**Items from a data source:**
--

PR #5102, opened 2026-08-06
replace ingress-nginx with Traefik for the local kind cluster

williamvega:
This change continues to use the Ingress API, and Traefik supports what is needed for local development without making armada code changes.

#### What type of PR is this?

enchancement

ingress-nginx is retired so it was replaced with Traefik v3.7.9 for local development.

  * The Traefik chart does not render app.kubernetes.io/component, so kindWaitUntilReady in kind.go needed a new selector.
  * namespace.yaml referenced the ingress-nginx ServiceAccount in its RoleBinding, now refs traefik.
  * Drop the nginx:1.27.0 preload as the ingress test case uses alpine:3.20.0.
  * The Traefik dashboard is exposed on localhost:5002 for local debugging.


_local/kind/traefik.yaml
```diff
@@ -0,0 +1,335 @@
+# Traefik ingress controller for the local kind cluster.
```
dejanzele, line 1: Should we helm template into a file? Any reason not to just helm install?

williamvega: No particular reason to vendor in the helm charts other than that is how it was done before with ingress-nginx, so we don't have to install helm in the ci workflow.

--

**WORK TASK:**
Every line from the one containing "for local debugging." through the last line of the entries should be output exactly; nothing else belongs in the reply.

**RESULT BELOW:**
  * The Traefik dashboard is exposed on localhost:5002 for local debugging.


_local/kind/traefik.yaml
```diff
@@ -0,0 +1,335 @@
+# Traefik ingress controller for the local kind cluster.
```
dejanzele, line 1: Should we helm template into a file? Any reason not to just helm install?

williamvega: No particular reason to vendor in the helm charts other than that is how it was done before with ingress-nginx, so we don't have to install helm in the ci workflow.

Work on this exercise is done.